> _Aim of the task_
If a line below contains the string "export", return that line.

*** Records to process ***

PR #520, opened 2020-12-15
Lint fix

rachel-fenichel:
First commit: Add a top level `lint:fix` script, and pipe the resulting `--fix` all the way into blockly-scripts to output lint fixes.
Second commit: Run the new script, fixing stuff like missing trailing commas.

### DIFF
--- a/plugins/nominal-connection-checker/src/hierarchy_validation.js
+++ b/plugins/nominal-connection-checker/src/hierarchy_validation.js
@@ -95,7 +95,7 @@ function checkSupersDefined(hierarchyDef) {
  * },
  * 'typeB': {
  *   'fulfills': ['typeA']
- * }
+ * }.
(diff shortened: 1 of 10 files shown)


alschmiedt (approved):

plugins/nominal-connection-checker/src/hierarchy_validation.js
```diff
@@ -95,7 +95,7 @@ function checkSupersDefined(hierarchyDef) {
  * },
  * 'typeB': {
  *   'fulfills': ['typeA']
- * }
+ * }.
```
alschmiedt, line 98: This is a bit weird, but I guess it is just trying to fulfill the rule that comments should be a complete sentence?

rachel-fenichel: Yeah I'm not in love with it but it doesn't seem worth fighting it either.

PR #534, opened 2021-01-02
Specifiy statement connection behavior - project static

BeksOmega:
### Description

This makes it so that statement connections act the same way that other connections do. I decided to make statement connections consistent because:
1) It makes connections work invariantly, which keeps the code simpler. This in turn makes it easier to test, modify, debug, etc.
2) It is less of a mental burden on outside developers.

I also went through and revamped all of the tests so that they test statement connections as well as input connections. This is done using functions that generate mocha suites, but in the future I'd like to change it so that they look more like suites themselves.

There was also a bugfix (really a logical error fix) with how bound types were being handled that got bundled into this PR.

### Testing

As described above, tests now test statement connections and input connections. This is mostly meant as documentation of the specification.

### DIFF
--- a/plugins/nominal-connection-checker/package-lock.json
+++ b/plugins/nominal-connection-checker/package-lock.json
@@ -4,6 +4,1123 @@
   "lockfileVersion": 1,
   "requires": true,
   "dependencies": {
+    "@babel/code-frame": {
+      "version": "7.12.11",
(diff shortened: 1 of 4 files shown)


rachel-fenichel (approved):
+1 to simplifying things/making them more consistent across connection types.

I looked at the tests but have to confess that I did not read every single line :)

PR #536, opened 2021-01-07
Orphan block's childrens are also orphans

maribethb:
Update the logic for whether a block is an orphan.

Test: 
npm run start in disable-top-blocks plugin
Drag an if-then block onto the ws.
Drag a second if-then block connected to the first.
They are both disabled automatically by disableOrphans.

Previously: Second block could be enabled through context menu because it technically had a parent
Now: Neither block can be enabled through context menu because they are both orphans.

### DIFF
--- a/plugins/disable-top-blocks/src/index.js
+++ b/plugins/disable-top-blocks/src/index.js
@@ -53,12 +53,13 @@ export class DisableTopBlocks {
 }
 
 /**
- * A block is an orphan if it doesn't have a parent, but it does have
- * a previous or output connection (so it expects to be attached to something).
+ * A block is an orphan if it doesn't have a parent (or its parent is disabled),
+ * but it does have a previous or output connection (so it expects to be
+ * attached to something).
  * @param {!Blockly.BlockSvg} block Block to check.
  * @return {boolean} Whether the block is an orphan.
  */
 function isOrphan(block) {
-  return !block.getParent() &&
+  return (!block.getParent() || !block.getParent().isEnabled()) &&
       !!(block.outputConnection || block.previousConnection);
 }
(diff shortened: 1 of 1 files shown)


moniika (approved):

BeksOmega:
I think this causes an issue with blocks that are manually disabled :/
ManuallyDisabled

To reproduce:
1) Create a function block with two child if blocks (as shown above)
2) Disable the bottom if block.
3) Disable the top if block.
4) Right click the bottom if block.
5) Observe how you cannot re-enable it.

maribethb:
Good catch, Beka, thanks. I've updated it so all children blocks of an orphan block are also orphans. This catches the original case, but also allows Beka's case to work correctly. I didn't want to have to check all the parents recursively but I don't think there's another way. I tested this with "spaghetti" code and even with deeply nested blocks, the context menu is still generated instantly, so I think it's okay.

plugins/disable-top-blocks/src/index.js
```diff
@@ -53,12 +53,20 @@ export class DisableTopBlocks {
...
  */
 function isOrphan(block) {
+  // If the parent is an orphan block, this block should also be considered
+  // an orphan so it cannot be manually re-enabled.
+  if (block.getParent() &&
+      isOrphan(/** @type {Blockly.BlockSvg} */ (block.getParent()))) {
+    return true;
+  }
   return !block.getParent() &&
       !!(block.outputConnection || block.previousConnection);
```
moniika: Since `block.getParent()` is called multiple times, I think it would benefit to add a variable `parent` or `parentBlock`

```
const parentBlock = block.getParent();
```

moniika (approved):
minor comment

plugins/disable-top-blocks/src/index.js
maribethb: Good call, done.

PR #539, opened 2021-01-21
Reorganize tests - project static

BeksOmega:
### Description & Tests!

Apologies in advance, because this is going to be pretty messy to review.

I went through and reorganized the tests to make sure each one had a single, clear assertion. And as I did I also created tests for any "gaps" in testing I identified.

I also added better logging for some of the less clear errors. And I refactored the test helpers so that there is less duplicate code.

Sorry this isn't the most detailed description, but it's been almost a couple of months since I wrote this hehe. If there's anything confusing just ask and I'll do my best to remember why I did what I did!

### DIFF
--- a/plugins/nominal-connection-checker/test/connection_checker_test_helper.mocha.js
+++ b/plugins/nominal-connection-checker/test/connection_checker_test_helper.mocha.js
@@ -18,7 +18,6 @@
 export function createBlockDefs(types) {
   const blocks = [];
   for (let type of types) {
-    type = type.toLowerCase();
     blocks.push({
       'type': 'static_' + type + '_outer_value',
       'message0': '%1',
@@ -207,7 +206,6 @@ export function runTwoBlockTests() {
    */
   function createGetOuterInput(suffix) {
     return function(type, name) {
-      type = type.toLowerCase();
       const block = this.workspace.newBlock('static_' + type + suffix);
       const inConn = block.nextConnection ||
           block.getInput('INPUT1').connection;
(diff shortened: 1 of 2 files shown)


plugins/nominal-connection-checker/test/connection_checker_test_helper.mocha.js
```diff
@@ -199,58 +198,59 @@ export function clearTwoBlockTests() {
  * called at the end of a suite of two block tests.
  */
 export function runTwoBlockTests() {
+  /**
+   * Creates a function which returns the input of an outer block.
```
rachel-fenichel: Nit: Creates a function which creates a new block and returns its next connection or first input connection.

plugins/nominal-connection-checker/test/connection_checker_test_helper.mocha.js
```diff
@@ -199,58 +198,59 @@ export function clearTwoBlockTests() {
...
+      const block = this.workspace.newBlock('static_' + type + suffix);
+      const inConn = block.nextConnection ||
+          block.getInput('INPUT1').connection;
+      inConn.name = name || type + 'In';
+      return inConn;
+    };
+  }
+
+  /**
+   * Creates a function which returns the output of an inner block.
```
rachel-fenichel: Creates a function which creates a new block and returns its output connection or previous connection.

rachel-fenichel (approved):
Okay, I took a shot at reading through all of the tests and they look reasonable (every one I walked all the way through was doing what it claimed it was doing, and the suites look good).

That said, it's a fairly large pile of tests, so there's always a chance I missed something.

Approve, but we're having Travis issues that are blocking merges. (Same story on core.)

*** End of Records to process ***

> _Result_
@@ -53,12 +53,13 @@ export class DisableTopBlocks {
@@ -53,12 +53,20 @@ export class DisableTopBlocks {
 export function createBlockDefs(types) {
@@ -207,7 +206,6 @@ export function runTwoBlockTests() {
@@ -199,58 +198,59 @@ export function clearTwoBlockTests() {
 export function runTwoBlockTests() {
@@ -199,58 +198,59 @@ export function clearTwoBlockTests() {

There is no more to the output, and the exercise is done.